La coordinación del Estado se lleva a cabo mediante el viejo modelo de sectorización, que integra a las instituciones por actividad, cada una bajo la rectoría de uno o varios ministros.
Aunque no es el único modelo posible de organización, ni el más moderno, ha estado vigente durante décadas.
En el país existen rectorías sectoriales definidas por ley, tales como las responsables de la sanidad pública, la infraestructura vial, el ambiente y otras, pero también rectorías difusas y atomizadas, por ejemplo, en el ámbito social, en general, y el combate a la pobreza, en particular.
No existe un ministerio legalmente constituido que tenga a cargo la rectoría de la lucha contra la pobreza. En lo que va del presente siglo, la responsabilidad se ha encomendado a las vicepresidentas —siempre mujeres— en las administraciones Rodríguez y Pacheco de la Espriella; al ministro de Vivienda, al presidente del IMAS y a la ministra de Salud en el gobierno Arias Sánchez; al ministro de Trabajo y al jerarca del IMAS en el período Chinchilla Miranda; a la vicepresidenta y al titular del IMAS en el cuatrienio Solís Rivera y al ministro de Trabajo en el gobierno saliente.
Si bien la administración Alvarado Quesada designó formalmente al ministro de Trabajo rector del sector desarrollo humano e inclusión social, al mismo tiempo designó al presidente del IMAS ministro sin cartera en ese campo de acción y suplente del presidente en la coordinación del Consejo Presidencial Social, lo que implica, cuando menos, una duplicidad para el Ministerio de Trabajo (MTSS) y el IMAS en la dirección de la política social o de desarrollo humano.
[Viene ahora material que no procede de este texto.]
PR #775, opened 2022-07-25
Refactor RBFE code and fix various bugs

proteneer:
This PR

1) disables the chiral restraints until we've validated them some more (temporary)
2) cleans up the 20ns and 5ns edge lists in the example hif2a directory
3) refactors free energy setup code to `fe/rbfe.py` to be more modular
4) implements delta_U decomposition


timemachine/datasets/fep_benchmark/hif2a/results_edges_20ns.csv
```diff
@@ -1,93 +1,81 @@
...
-7a,23.0,2.93,0.35,0.06,0.57,0.39,N/A,N/A
-224.0,231.0,-0.36,0.06,0.1,0.09,0.29,N/A,N/A
-84.0,15.0,-3.47,-2.7,0.11,-2.49,1.08,N/A,N/A
-254.0,251.0,-0.69,0.5,0.02,0.62,1.21,N/A,N/A
-254.0,50.0,-0.15,1.56,0.08,1.37,0.58,N/A,N/A
-23.0,15.0,-3.98,-3.41,0.06,-3.29,0.98,N/A,N/A
-251.0,15.0,-0.8,-1.61,0.05,-1.68,1.21,N/A,N/A
-251.0,25.0,-0.04,1.04,0.08,0.44,1.31,N/A,N/A
-15.0,25.0,0.76,2.16,0.04,2.12,1.31,N/A,N/A
+Ligand1,Ligand2,Exp.,FEP,FEP Error,CCC,CCC Error
```
proteneer, line 1: this file has fewer rows than the lhs because the N/A rows have been removed

timemachine/fe/rbfe.py
```diff
@@ -0,0 +1,287 @@
...
+                dG, dG_err = pymbar.BAR(fwd_delta_u, rev_delta_u)
+                dG /= beta
+                dG_err /= beta
+
+                plot_BAR(dG, dG_err, fwd_delta_u, rev_delta_u, U_names[u_idx], get_plot_idx())
+
+                all_fwd_delta_us.append(fwd_delta_u)
+                all_rev_delta_us.append(rev_delta_u)
+
+            # sanity check - I don't think the dG calculation commutes with its components, so we have to re-estimate
```
proteneer, line 239: @maxentile this is where the delta_U decomposition is done, I've added a comment here for future readers

timemachine/fe/system.py
```diff
@@ -183,8 +183,8 @@ def get_U_fns(self):
             self.bond,
             self.angle,
             self.torsion,
-            self.chiral_atom,
-            self.chiral_bond,
+            # self.chiral_atom,
```
proteneer, line 186: # intentionally disabled until we fix MCS bits (and enforce chirality checking)

timemachine/fe/rbfe.py
```diff
@@ -0,0 +1,378 @@
...
+    temperature = 300.0
+    friction = 1.0
+
+    intg = LangevinIntegrator(temperature, dt, friction, masses, seed)
+    intg_impl = intg.impl()
+
+    baro = MonteCarloBarostat(len(masses), 1.0, temperature, group_idxs, 15, seed + 1)
+    baro_impl = baro.impl(bound_impls)
+
+    # tbd: add barostat
```
jkausrelay, line 74: stale comment?

timemachine/fe/rbfe.py
```diff
@@ -0,0 +1,378 @@
...
+        # minimize water box around the ligand by 4D-decoupling
+        mol_a_conf = get_romol_conf(st.mol_a)
+        mol_b_conf = get_romol_conf(st.mol_b)
+        ligand_conf = st.combine_confs(mol_a_conf, mol_b_conf)
+        combined_conf = np.concatenate([host_conf, ligand_conf])
+        x0 = combined_conf
+        v0 = np.zeros_like(x0)
+        box0 = host_config.box
+        group_idxs = get_group_indices(get_bond_list(hgs.bond))
+        seed = np.random.randint(0, 1000)
```
jkausrelay, line 180: is there a reason for this (vs just passing a fixed seed?)

timemachine/fe/rbfe.py
```diff
@@ -0,0 +1,378 @@
...
+
+    Return
+    ------
+    3-tuple of dGs, dG_errs, overlap_plot
+        All components have have shape (L-1,)
+
+    """
+    # assume pair-BAR format
+    # setup U_fns to operate in batch mode
+    kT = BOLTZ * 300.0
```
jkausrelay, line 235: `timemachine.constants.DEFAULT_KT`

timemachine/fe/rbfe.py
```diff
@@ -0,0 +1,378 @@
...
+        # convert from '<timemachine.lib.potentials.Nonbonded object at 0x7f7880b900b8>' -> Nonbonded
+        U_names.append(repr(U_fn).split(".")[-1].split()[0])
+
+    num_rows = len(lambda_schedule) - 1
+    num_cols = len(U_names) + 1
+
+    plot_iota = 1
+
+    def get_plot_idx():
+        nonlocal plot_iota  # what is this black magic? needed to deal with += increment
```
jkausrelay, line 258: 😮

timemachine/fe/rbfe.py
```diff
@@ -0,0 +1,378 @@
...
+            # loop over bond, angle, torsion, nonbonded terms etc.
+            all_fwd_delta_us = []
+            all_rev_delta_us = []
+
+            for u_idx, (prev_U_fn, cur_U_fn) in enumerate(zip(prev_U_fns, cur_U_fns)):
+                fwd_delta_u = beta * (cur_U_fn(prev_frames, prev_boxes) - prev_U_fn(prev_frames, prev_boxes))
+                rev_delta_u = beta * (prev_U_fn(cur_frames, cur_boxes) - cur_U_fn(cur_frames, cur_boxes))
+
+                dG, dG_err = pymbar.BAR(fwd_delta_u, rev_delta_u)
+                dG /= beta
```
jkausrelay, line 285: dg /= beta converts to kJ/mol (so update plot_BAR title units or convert after passing to plot_BAR)

timemachine/fe/rbfe.py
```diff
@@ -0,0 +1,378 @@
...
+        atom_mapping of atoms in mol_a into atoms in mol_b
+
+    ff: ff.Forcefield
+        Forcefield to be used for the system
+
+    host_config: HostConfig
+        Configuration for the host system.
+
+    n_frames: int
+        number of samples to generate for each lambda windows
```
jkausrelay, line 349: "generate for endstate lambda windows"

Since you filter them below

jkausrelay: ... where each sample is after 750 steps of MD.

timemachine/fe/rbfe.py
```diff
@@ -0,0 +1,378 @@
...
+    # burn-in
+    ctxt.multiple_steps_U(
+        lamb=lamb,
+        n_steps=burn_in,
+        lambda_windows=[lamb],
+        store_u_interval=0,
+        store_x_interval=0,
+    )
+
+    steps_per_frame = 750
```
jkausrelay, line 86: Short comment about the choice of 750 here

examples/rbfe_edge_list.py
```diff
@@ -0,0 +1,129 @@
...
+            return m
+
+    assert 0, "Mol not found"
+
+
+def run_pair(mol_a, mol_b, core, forcefield_path, protein_path, n_frames):
+
+    box_width = 4.0
+    solvent_sys, solvent_conf, solvent_box, solvent_top = builders.build_water_system(box_width)
+    solvent_box += np.diag([0.1, 0.1, 0.1])  # remove any possible clashes
```
jkausrelay, line 29: deboggle: seems like build_water_system should do this

examples/rbfe_edge_list.py
```diff
@@ -0,0 +1,129 @@
...
+            fut = cpc.submit(run_pair, mol_a, mol_b, core, args.forcefield, args.protein, args.n_frames)
+            futures.append(fut)
+
+            metadata.append(
+                (
+                    mol_a,
+                    mol_b,
+                    mcs_result.smartsString,
+                    core,
+                    float(exp_ddg) * 4.18,
```
jkausrelay, line 96: timemachine.constants.KCAL_TO_KJ

examples/rbfe_edge_list.py
```diff
@@ -0,0 +1,129 @@
...
+
+    for fut, meta in zip(futures, metadata):
+        solvent_res, solvent_top, complex_res, complex_top = fut.result()
+        solvent_ddg = np.sum(solvent_res.all_dGs)
+        solvent_ddg_err = np.linalg.norm(solvent_res.all_errs)
+        complex_ddg = np.sum(complex_res.all_dGs)
+        complex_ddg_err = np.linalg.norm(complex_res.all_errs)
+
+        mol_a, mol_b, _, _, exp_ddg, fep_ddg, fep_ddg_err, ccc_ddg, ccc_ddg_err = meta
+        mol_a_name = mol_a.GetProp("_Name")
```
jkausrelay, line 112: `timemachine.fe.utils.get_mol_name`

examples/relative_free_energy.py
```diff
@@ -1,194 +1,63 @@
...
+    solvent_res = estimate_relative_free_energy(
+        mol_a, mol_b, core, forcefield, solvent_host_config, n_frames=n_frames, prefix="solvent"
     )
 
-    assert all_coords.shape[0] == n_frames
-    assert all_boxes.shape[0] == n_frames
-
-    return all_coords, all_boxes
+    with open("hif2a_solvent_overlap.png", "wb") as fh:
+        fh.write(solvent_res.plot_png)
```
jkausrelay, line 41: remove or change name

examples/relative_free_energy.py
```diff
@@ -279,6 +93,7 @@ def read_from_args():
     parser.add_argument("--mol_b_name", type=str, help="name of the end molecule", required=True)
     parser.add_argument("--forcefield", type=str, help="location of the ligand forcefield", required=True)
     parser.add_argument("--protein", type=str, help="PDB of the protein complex", required=True)
```
jkausrelay, line 95: Is this meant to be specific to hif2a or general? args.protein seems unused here

examples/rbfe_edge_list.py
```diff
@@ -0,0 +1,129 @@
...
+
+    cpc = CUDAPoolClient(args.n_gpus)
+    cpc.verify()
+
+    with open(args.results_csv) as csvfile:
+        reader = csv.reader(csvfile, delimiter=",")
+        next(reader)
+        rows = [row for row in reader]
+        for row in rows:
+            mol_a_name, mol_b_name, exp_ddg, fep_ddg, fep_ddg_err, ccc_ddg, ccc_ddg_err = row
```
jkausrelay, line 78: Should the format be more flexible (allow exp_ddg, ... to be empty strings)?

examples/rbfe_edge_list.py
proteneer: agreed - I think a recent version of OpenMM may have fixed this: https://github.com/openmm/openmm/issues/3502 but we need to validate

examples/rbfe_edge_list.py
proteneer: probably - this file only works on the pre-generated edge list right now, but we can change it later.

examples/rbfe_edge_list.py
proteneer: willfix

examples/rbfe_edge_list.py
proteneer: willfix

examples/relative_free_energy.py
proteneer: should be in general, willfix

timemachine/fe/rbfe.py
proteneer: willfix

timemachine/fe/rbfe.py
proteneer: willfix

timemachine/fe/rbfe.py
proteneer: was a temporary solution - wasn't sure if i should have the user put in a single seed, (then increment it by # lambda windows along the way) or have them pass in an arrya of seeds.

timemachine/fe/rbfe.py
proteneer: I need to fix this to be self-consistent with the temperature of the thermostat.

timemachine/fe/rbfe.py
proteneer: willfix

timemachine/fe/rbfe.py
proteneer: willfix

timemachine/fe/rbfe.py
proteneer: I'm going to set this to 1000 (was what we had for RABFE)

timemachine/fe/rbfe.py
proteneer: fixed by propagating seeds all the out

timemachine/fe/rbfe.py
proteneer: to clarify, this is saying that each window runs for n_frames*1000 steps of MD. It's independent of how many frames we store etc. I'll add a note in the return type that only first and last windows are currently returned.

examples/rbfe_edge_list.py
```diff
@@ -0,0 +1,134 @@
...
+from timemachine.fe.rbfe import HostConfig, estimate_relative_free_energy
+from timemachine.fe.utils import get_mol_name
+from timemachine.ff import Forcefield
+from timemachine.md import builders
+from timemachine.parallel.client import CUDAPoolClient
+
+
+def get_mol_by_name(mols, name):
+    for m in mols:
+        if m.GetProp("_Name") == name:
```
mcwitt, line 21: nit: use `get_mol_name`?

mcwitt: Aside: a pattern I've found useful is something like
```python
mol_by_name = {get_mol_name(mol): mol for mol in mols}
# …
mol_a = mol_by_name[mol_a_name]
```

examples/relative_free_energy.py
```diff
@@ -1,194 +1,63 @@
...
-    baro_impl = baro.impl(bound_impls)
+    for window_idx, window_frames in enumerate(all_frames):
+        out_path = f"{prefix}_{window_idx}.pdb"
+        writer = pdb_writer.PDBWriter([host_topology, dummy_st.mol_a, dummy_st.mol_b], out_path)
+        for frame in window_frames:
+            host_frame = frame[: host_topology.getNumAtoms()]
+            ligand_frame = frame[host_topology.getNumAtoms() :]
+            mol_ab_frame = pdb_writer.convert_single_topology_mols(ligand_frame, dummy_st)
+            writer.write_frame(np.concatenate([host_frame, mol_ab_frame]) * 10)
+    writer.close()
```
mcwitt, line 27: Should this line be indented to be inside the outer loop? Otherwise it seems like this only closes the final `writer`.

examples/rbfe_edge_list.py
```diff
@@ -0,0 +1,134 @@
...
+        mol_a, mol_b, core, forcefield, complex_host_config, seed + 1, n_frames=n_frames, prefix="complex"
+    )
+
+    return solvent_res, solvent_top, complex_res, complex_top
+
+
+def read_from_args():
+
+    parser = argparse.ArgumentParser(
+        description="Estimate relative free energy difference between complex and solvent given two ligands mol_a and mol_b."
```
mcwitt, line 54: Update description (looks like this was copied from the `relative_free_energy.py` example?)

examples/relative_free_energy.py
```diff
@@ -301,20 +117,9 @@ def read_from_args():
...
     forcefield = Forcefield.load_from_file(args.forcefield)
 
-    estimate_relative_free_energy(mol_a, mol_b, core, forcefield, solvent_host_config, n_frames=100, prefix="solvent")
-
-    complex_sys, complex_conf, _, _, complex_box, complex_top = builders.build_protein_system(args.protein)
-    complex_box += np.diag([0.1, 0.1, 0.1])  # remove any possible clashes
-    complex_host_config = HostConfig(complex_sys, complex_top, complex_conf, complex_box)
-
-    estimate_relative_free_energy(mol_a, mol_b, core, forcefield, complex_host_config, n_frames=100, prefix="complex")
+    run_pair(mol_a, mol_b, core, forcefield, args.protein)
```
mcwitt, line 122: Missing `n_frames`?

examples/relative_free_energy.py
```diff
@@ -1,194 +1,63 @@
...
 
-    # burn-in
-    ctxt.multiple_steps_U(
-        lamb=lamb,
-        n_steps=burn_in,
-        lambda_windows=[lamb],
-        store_u_interval=0,
-        store_x_interval=0,
-    )
+def run_pair(mol_a, mol_b, core, forcefield, n_frames, protein_path):
```
mcwitt, line 30: Worth making `seed` and argument to be consistent with other examples?

timemachine/fe/rbfe.py
mcwitt: I think this could be avoided with something like
```python
_, axss = plt.subplots(num_rows, num_cols)
# …
for lamb, axs in zip(lambda_schedule, axss):
    # …
    for prev_U_fn, cur_U_fn, ax in zip(prev_U_fns, cur_U_fns, axs):
        # …
        plot_BAR(df, df_err, fwd_delta_u, rev_delta_u, U_names[u_idx], ax=ax)
```
(and update `plot_BAR` to take an `ax` argument instead of `plot_idx`)

timemachine/fe/system.py
mcwitt: Could we add this comment to the code?

timemachine/datasets/fep_benchmark/hif2a/results_edges_20ns.csv
maxentile: Hmm, are the rows where `"Exp."` field is a float but `"FEP"` field is a NaN still useful for anything?

timemachine/fe/rbfe.py
```diff
@@ -0,0 +1,423 @@
...
+from timemachine.fe.single_topology_v3 import SingleTopologyV3
+from timemachine.fe.system import convert_bps_into_system
+from timemachine.fe.utils import get_romol_conf
+from timemachine.ff.handlers import openmm_deserializer
+from timemachine.lib import LangevinIntegrator, MonteCarloBarostat, custom_ops
+from timemachine.md import minimizer
+from timemachine.md.barostat.utils import get_bond_list, get_group_indices
+
+
+def plot_atom_mapping_grid(mol_a, mol_b, core_smarts, core, show_idxs=False):
```
maxentile, line 22: Should this be moved into a plotting utilities module or similar?

(This file contains the only library code with a dependence on matlotlib. (Other usages appear in `attic`, `tests`, or commented-out code.) Implementation also seems equally applicable to other cases where atom-mapping is used, such as relative hydration.)

timemachine/fe/rbfe.py
```diff
@@ -0,0 +1,423 @@
...
+        molsPerRow=3,
+        highlightAtomLists=[list(range(mol_q_2d.GetNumAtoms())), core[:, 0].tolist(), core[:, 1].tolist()],
+        highlightAtomColors=[atom_colors_q, atom_colors_a, atom_colors_b],
+        subImgSize=(300, 300),
+        legends=["core", mol_a.GetProp("_Name"), mol_b.GetProp("_Name")],
+        useSVG=True,
+    )
+
+
+def sample(bound_impls, masses, temperature, x0, v0, box0, lamb, group_idxs, seed, n_frames=500, burn_in=10000):
```
maxentile, line 62: Is this function `rbfe`-specific? (On first read, this implementation does not have obvious RBFE-tailored logic)

timemachine/fe/rbfe.py
```diff
@@ -0,0 +1,423 @@
...
+        frames, boxes = sample(
+            bound_impls, combined_masses, temperature, x0, v0, box0, lamb, group_idxs, run_seed, n_frames=n_frames
+        )
+        all_frames.append(frames)
+        all_boxes.append(boxes)
+
+    return all_frames, all_boxes, all_U_fns
+
+
+def plot_BAR(df, df_err, fwd_delta_u, rev_delta_u, title, plot_idx):
```
maxentile, line 193: Should this be moved into a plotting utilities module or similar?

(Implementation does not seem RBFE-specific -- also seems equally applicable to other cases where forward and reverse works can be computed.)

timemachine/fe/rbfe.py
```diff
@@ -0,0 +1,423 @@
...
+    plt.title(f"{title}, dg: {df:.2f} +- {df_err:.2f} kTs")
+    plt.hist(fwd_delta_u, alpha=0.5, label="fwd", density=True, bins=20)
+    plt.hist(-rev_delta_u, alpha=0.5, label="-rev", density=True, bins=20)
+    plt.xlabel("work (kTs)")
+    plt.legend()
+
+
+SimulationResult = namedtuple(
+    "SimulationResult", ["all_dGs", "all_errs", "plot_png", "frames", "boxes", "U_fns", "lambda_schedule"]
+)
```
maxentile, line 228: Introduces possible name collision with `SimulationResult` from fe.estimator -- are these intended to be merged, or can one of them be renamed?

timemachine/fe/rbfe.py
```diff
@@ -0,0 +1,423 @@
...
+
+
+def estimate_free_energy_given_samples(all_frames, all_boxes, all_U_fns, temperature, lambda_schedule, prefix):
```
maxentile, line 231: 1. Is this implementation RBFE-specific, or can it be moved somewhere less specific, like `estimator.py` or similar?

(Implementation seems equally applicable to other cases where a free energy can be estimated from equilibrium samples.)

2. Multiple estimators are possible in this setting -- may want to mention in name or docstring which estimator this function implements.

timemachine/fe/rbfe.py
```diff
@@ -0,0 +1,423 @@
...
+    lambda_schedule: np.array of shape (L,)
+        Lambda schedule
+
+    prefix: str
+        A prefix to append to overlap figures
+
+    Return
+    ------
+    3-tuple of dGs, dG_errs, overlap_plot
+        All components have have shape (L-1,)
```
maxentile, line 260: nit: typo

tests/test_relative_free_energy.py
```diff
@@ -0,0 +1,78 @@
...
+
+    st = get_hif2a_ligand_pair_single_topology()
+    mol_a = st.mol_a
+    mol_b = st.mol_b
+    core = st.core
+    forcefield = st.ff
+    protein_path = "tests/data/hif2a_nowater_min.pdb"
+
+    # fast
+    run_pair(mol_a, mol_b, core, forcefield, n_frames=100, protein_path=protein_path)
```
maxentile, line 78: nit: test is annotated as both `fast` and `"Slow!"`

(If under a minute, may be useful run in standard test suite rather than nightly)

maxentile (approved):

examples/rbfe_edge_list.py
proteneer: willfix

examples/rbfe_edge_list.py
proteneer: willfix

examples/relative_free_energy.py
proteneer: sure

tests/test_relative_free_energy.py
proteneer: i'll remove this comment

timemachine/datasets/fep_benchmark/hif2a/results_edges_20ns.csv
proteneer: These are experimental ddGs - which can always be computed from the node dGs directly (present in a different file). So - I don't really think its useful to keep these

timemachine/fe/rbfe.py
proteneer: This plot is specific to a relative free energy calculation though - not sure what the best way to organize this is.

jkausrelay: Should matplotlib be added as a dependency then?

timemachine/fe/rbfe.py
proteneer: fe.estimator.SimulationResult will be completely removed during deboggling

timemachine/fe/rbfe.py
proteneer: this is specific to this script since it's calling subplots (as the outside code sets-up the figure sizes etc.)

timemachine/fe/rbfe.py
proteneer: willfix

timemachine/fe/system.py
proteneer: willfix

timemachine/fe/rbfe.py
proteneer: does that actually line-up? since `num_rows = len(lambda_schedule) - 1` I think this would result in an empty row?

proteneer: (also the main problem is due to a limitation in python not allowing us to modify closures iirc, and nonlocal is a patch, similar to global)

timemachine/fe/rbfe.py
proteneer: 1) the problem with `estimator.py` is that it's fairly tied to RABFE specific logic (like setting up the orientational restraints), didn't seem right to put it there
2) will add docstring

examples/relative_free_energy.py
proteneer: oops - good call (too many scripts to check... will revalidate all the examples once more before final merge)

timemachine/fe/rbfe.py
proteneer: yeah this probably shouldn't be here.

let's offline discuss the best way to organize free-energy/sampling modules going forward

timemachine/fe/rbfe.py
proteneer: per @mcwitt comment on using axes

(maybe if this took in arbitrary `plot` object (could be ax, or plot), as opposed to `plot_idx` object, this can be refactored out)

timemachine/fe/rbfe.py
mcwitt: > does that actually line-up?

Sorry, the example might need a little tweaking (maybe `prev_lambda, cur_lambda in zip(lambda_schedule, lambda)`), but my main point was that I think a nonlocal variable to keep track of which axis can be avoided by explicitly looping over the axes (e.g. by zipping with the other loop variables)

proteneer: this is a little annoying, a matplotlib `Axes` isn't the same as that of `title` in weird ways, for example:

`plt.title("my title")` is fine
`ax.title("my title")` breaks, and you'd have to use `ax.set_title("my title")` instead

proteneer: `plt.set_title` is also not a valid option either!

mcwitt: Yeah, it is a bit annoying. My rule of thumb is to prepend `set_` when working with axis objects 🤷‍♂️

maxentile: >this is a little annoying, a matplotlib axes isn't the same as that of plt in weird ways, for example:
>ax.title("my title") breaks, and you'd have to use ax.set_title("my title") instead
>plt.set_title is also not a valid option either!
>(similarly for xlabel vs set_xlabel)

This section in the matplotlib documentation may be helpful re: differences between "pyplot style" and "OO style" https://matplotlib.org/stable/tutorials/introductory/usage.html#the-object-oriented-and-the-pyplot-interfaces

(and following section I think describes the current use case https://matplotlib.org/stable/tutorials/introductory/usage.html#making-a-helper-functions )

timemachine/fe/rbfe.py
proteneer: good call - hm

proteneer: added matplotlib as a dependency. I'd like to remove this at a future deboggling though

requirements.txt
```diff
@@ -7,3 +7,4 @@ pyyaml==5.4.1
 networkx==2.5
 importlib-resources==5.4.0
 typing-extensions==4.1.1
+matplotlib==3.3.3
```
mcwitt, line 10: We should also add `matplotlib` to `install_requires` in setup.py

timemachine/fe/rbfe.py
proteneer: (let's leave this for deboggling - this isn't a public function that will be called. We can change this without breaking the API later)

timemachine/fe/rbfe.py
proteneer: will deal with 1) during deboggling

mcwitt (approved):

timemachine/fe/rbfe.py
proteneer: sorted this out - uses axes now

jkausrelay (approved):

jkausrelay:
lgtm!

En todo caso, el alcance de la rectoría social asignada al ministro de Trabajo resultó débil en este cuatrienio, considerando que de las diez entidades gestoras de “programas clave” para disminuir la pobreza multidimensional —según las metas del Plan Nacional de Desarrollo—, solamente tres (MTSS, IMAS y PANI) respondían a dicha rectoría y el resto integraba otros sectores (Fonabe, MEP, INA, Banhvi, AyA, CCSS y Ministerio de Salud).
La indefinición de la clase política para consolidar una verdadera autoridad social se agrava debido al traslape normativo entre las competencias asignadas al MTSS, al IMAS, a las vicepresidencias y a los consejos sociales —las dos últimas sin sustento legal—, lo cual explica que el equipo encargado de combatir la pobreza conozca en cada nuevo gobierno esquemas de mando y coordinación diferentes.
Se trata de un carrusel de improvisaciones que explica los mediocres resultados de la gestión del desarrollo humano durante los últimos lustros, a pesar del incremento sostenido en la inversión social pública.
La administración entrante tiene la oportunidad, mas también el deber histórico, de “comerse la bronca” y remozar la arquitectura institucional diseñada para combatir este flagelo, fenómeno cuyo carácter multidimensional, según las tesis estructuralistas, requiere ser tratado mediante un enfoque basado en el cumplimiento de los derechos humanos y las obligaciones correspondientes del Estado.
Asimismo, demanda, de entrada, una revisión del marco institucional, empezando por la cabeza o rectoría sectorial en caso de insistir en sostener el modelo.
Una vigorosa autoridad social, adscrita al Poder Ejecutivo para evitar roces constitucionales, podría materializar el mandato de procurar el mayor bienestar para la totalidad de los habitantes del país.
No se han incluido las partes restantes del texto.